En las calles de La Plata, el asfalto no es igual para todos. Lo que para un trabajador que estaciona cinco minutos para descargar mercadería es una probable multa asegurada y el acarreo de la grúa, para los “papis y mamis” de los colegios de élite es un derecho adquirido.
Las redes sociales también estallan cada vez que se viraliza algún video que muestra cómo, en pleno horario escolar, el centro se convierte en un estacionamiento privado a cielo abierto. Es el caso de un clip posteado por la cuenta de Instagram “@enescena.laplata“.
Es que no parece tratarse únicamente de falta de espacio, sino de una construcción sociológica del privilegio. Los posteos al respecto dejan al desnudo una realidad atávica: el platense de clase media-alta considera que su tiempo vale más que el del resto. “Quieren entrar con el auto al aula”, ironizaba un vecino harto de quedar encerrado en su propio garage.

Esta conducta permite apreciar un desprecio por lo público, donde la comodidad individual anula el derecho colectivo a la circulación.
JUSTICIA PARA POCOS
El foco de la bronca vecinal apuntó esta vez directamente a la calle 59 entre 3 y 4, y también a las inmediaciones del Colegio San José o el Sagrado Corazón. Pero podría ser Lincoln, Nea o muchos otros.
Allí, la ley de la selva tiene el aval implícito de un control municipal que, según denuncian, brilla por su ausencia. El análisis es “picante” pero certero. Los comentarios insinúan que existe una “hermandad de clase” entre quienes infringen la norma y quienes deberían sancionarlos.

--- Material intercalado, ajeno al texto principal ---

PR #5474, opened 2020-05-21
Docs for Chinese word segmentation

adrianeboyd:
## Description

Docs for Chinese word segmentation

### Types of change

Docs.

## Checklist


adrianeboyd:
The formatting of the sub-sub-sub-sections may not the best option?

ines:
I'll have a look at it in the browser and see if we can maybe tighten it up a bit! We also have the option to use an "accordion" (like [here](https://spacy.io/usage#troubleshooting)) and only show certain information on click, like maybe the `pkuseg` specifics.

PR #5489, opened 2020-05-22
Support training of connected components

honnibal:
During `nlp.update`, components can be passed a boolean set_annotations
to indicate whether they should assign annotations to the `Doc`. This
needs to be called if downstream components expect to use the
annotations during training, e.g. if we wanted to use tagger features in
the parser.

Components can specify their assignments and requirements, so we can
figure out which components have these inter-dependencies. After
figuring this out, we can guess whether to pass set_annotations=True.

We could also call `set_annotations=True` always, or even just have this
as the only behaviour. The downside of this is that it would require the
`Doc` objects to be created afresh to avoid problematic modifications.
One approach would be to make a fresh copy of the `Doc` objects within
`nlp.update()`, so that we can write to the objects without any
problems. If we do that, we can drop this logic and also drop the
`set_annotations` mechanism. I would be fine with that approach,
although it runs the risk of introducing some performance overhead, and
we'll have to take care to copy all extension attributes etc.

The current PR should be fine for experimenting during `spacy-nightly`. We
can decide to opt for the always-set-annotations approach prior
to release if we want.

### DIFF
--- a/spacy/language.py
+++ b/spacy/language.py
@@ -545,13 +545,14 @@ class Language(object):
 
         if component_cfg is None:
             component_cfg = {}
+        component_deps = _count_pipeline_inter_dependencies(self.pipeline)
         # Determine whether component should set annotations. In theory I guess
         # we should do this by inspecting the meta? Or we could just always
         # say "yes"
-        for name, proc in self.pipeline:
+        for i, (name, proc) in enumerate(self.pipeline):
             component_cfg.setdefault(name, {})
             component_cfg[name].setdefault("drop", drop)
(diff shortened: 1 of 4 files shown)


spacy/language.py
```diff
@@ -1159,6 +1160,25 @@ def restore(self):
         self[:] = []
 
 
+def _count_pipeline_inter_dependencies(pipeline):
```
ines, line 1163: Maybe this function should live in `analysis.py`? I have a bunch of similar-ish logic in there already.

honnibal: Yeah okay, I'll move it.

Muchos perciben que los inspectores, o sus jefes políticos, pertenecen al mismo círculo social, compartiendo clubes, barrios cerrados y colegios. ¿Por qué no hay “mano dura”?
La respuesta que se sospecha es política. Aplicar la ley a rajatabla en estas zonas implicaría confrontar con su propios pares: jueces, fiscales, políticos, funcionarios de alto rango, empresarios o importantes comerciantes, es decir con su propio espejo social.
Es más fácil cazar al ciudadano común en una diagonal perdida que desarticular el bloqueo logístico que los SUV de última gama imponen en el microcentro. “La doble fila no es un problema de ingeniería vial, es una declaración de estatus: mi hijo no camina, y tu tiempo no me importa.”
DERECHO AL CAOS
El argumento de los infractores es siempre el mismo: “no hay lugar”, “son solo 10 minutos”, “las cocheras son caras”. Sin embargo, el video muestra que a pocas cuadras muchas veces la disponibilidad existe.
El problema es la “alergia al esfuerzo físico” del sector más acomodado, que prefiere obstruir una ambulancia o el paso de un micro antes que caminar cien metros.

Mientras el municipio siga “tomando mate” (como dicen los vecinos), la ciudad seguirá dividida entre quienes cumplen la ley y quienes la usan de alfombra.